How to write in a research paper on nuclear energy that, in the future, it may be possible to replace the reaction of deuterium synthesis with the conversion of helium. Soon, the advantage of this method will be realized and this method will be used in all reactors.
When the necessary conditions for thermonuclear combustion are achieved, the result can be described as milestone in an essay on water pollution.
You may inform the reader in the essay on water pollution that future thermonuclear reactor will supposedly operate in the regime of successive micro explosions at a frequency of several hertz, and the energy released in the chamber will be removed by the coolant and used to generate electricity.
Over the last 10 years, great progress has been made in understanding the physical processes of the target occurring during its compression and the interaction with the surrounding environment. Moreover, modern multilayer targets have already been checked with the help of underground nuclear explosions which make it possible to provide the required power of radiation. Ignition and large positive release of thermonuclear energy have been obtained. Therefore, it may be stated in renewable energy sources essay that there is no doubt that this method can lead to success.
The main technical problem faced by researchers working in this field is the creation of an efficient impulse driver aimed to accelerate the shell. The required power can be obtained with the use lasers (which is done in modern experimental installations). But the efficiency of lasers is too small to count on positive energy release.
Currently, other drivers for inertial synthesis are being developed. Most of them are based on the use of ion and electron beams, the creation of X-rays using Z-pinches. Scientists in the United States have been working on the construction of National Ignition Facility designed to produce an ignition.
Another direction in controlled thermonuclear fusion which may be described in alternative energy sources research paper is reactors based on magnetic confinement. The magnetic field is used to isolate the hot deuterium-tritium plasma from contact with the inner surface of the capsule. Unlike inertial reactors, magnetic fusion reactors are stationary devices with relatively low volumetric energy release and large dimensions.
During 40 years of thermonuclear research, various systems for magnetic confinement have been proposed, among which the tokamak occupies a leading position. Another system for magnetic confinement of plasma is a stellarator. Large stellarators are currently being built in Japan and Germany.
In a tokamak, the hot plasma has the form of a torus and is kept from contact with the surface by means of a magnetic field generated both by external magnetic coils and by current flowing through the plasma itself. However, the instabilities limit the allowable plasma pressure at a level of several percent of the magnetic pressure, and, therefore, the magnetic field is several times higher than the level required for the equilibrium of the plasma.
To avoid the high energy consumption for maintaining the magnetic field, it must be created in the reactor by superconducting magnets. Such a technology is already at our disposal. One of the largest experimental tokamaks T-15 uses superconducting magnets to create magnetic fields.
The tokamak can operate in the regime of self-sustained thermonuclear combustion in which a high plasma temperature is ensured by its heating by alpha particles charged by reaction products. For this, it is necessary to have a retention time of energy in the plasma of not less than 5 s.

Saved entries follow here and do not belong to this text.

PR #8, opened 2015-10-26
Schema

Ishiihara:
Add schema projection for different schema compatibility.

### DIFF
--- a/src/main/java/io/confluent/copycat/hdfs/AvroRecordWriterProvider.java
+++ b/src/main/java/io/confluent/copycat/hdfs/AvroRecordWriterProvider.java
@@ -41,7 +41,8 @@ public class AvroRecordWriterProvider implements RecordWriterProvider {
 
     final Schema schema = record.valueSchema();
     final FSDataOutputStream out = path.getFileSystem(conf).create(path);
-    writer.create(avroData.fromCopycatSchema(schema), out);
+    org.apache.avro.Schema avroSchema = avroData.fromCopycatSchema(schema);
+    writer.create(avroSchema, out);
 
     return new RecordWriter<Long, SinkRecord>(){
       @Override
--- a/src/main/java/io/confluent/copycat/hdfs/HdfsWriter.java
+++ b/src/main/java/io/confluent/copycat/hdfs/HdfsWriter.java
@@ -14,12 +14,21 @@
 
 package io.confluent.copycat.hdfs;
 
+import org.apache.avro.file.DataFileReader;
+import org.apache.avro.file.FileReader;
+import org.apache.avro.file.SeekableInput;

The long plasma lifetime in tokamaks and other stationary systems is achieved due to their size and, therefore, there are certain critical parameters of the reactor. Estimates show that a self-sustaining reaction in a tokamak is possible if the large radius of the plasma torus is 7-9 m. Under such conditions, the tokamak will have a total thermal power at the level of 1 GW. Surprisingly, this figure roughly coincides with the power of the minimum inertial fusion reactor.
Over the years, impressive progress has been made in understanding the physical phenomena responsible for plasma confinement and stability in tokamaks. Effective methods of heating and plasma diagnostics have been developed, which made it possible to study in the current modern tokamaks those plasma regimes that will be used in reactors.
Large experimental machines – JET (Europe), JT60-U (Japan), T-15 (Russia) and TFTR (USA) – were built in the early 1980s to study plasma confinement with thermonuclear parameters and obtain conditions under which plasma heating is comparable with a full release of thermonuclear power. This generation of tokamaks has practically fulfilled its tasks and has created all the conditions necessary for the next step – the construction of installations aimed at researching the ignition and already possessing all the features of a future reactor.
It is important to mention in essays on renewable energy that, at present, the creation of first experimental thermonuclear reactor ITER is being conducted.